RECORDS SHOWN Block Start
PR #354, opened 2020-11-03
Add next auth login support for admin

### LINKED ISSUE #225: next-auth backend setup
https://github.com/GTBitsOfGood/nextjs-sso-starter/

ayush-goyal:
Closes #225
RECORDS SHOWN Block End
### WORK TASK
The records above must be reproduced word for word.

### FINISHED EXERCISE
PR #354, opened 2020-11-03
Add next auth login support for admin

### LINKED ISSUE #225: next-auth backend setup
https://github.com/GTBitsOfGood/nextjs-sso-starter/

ayush-goyal:
Closes #225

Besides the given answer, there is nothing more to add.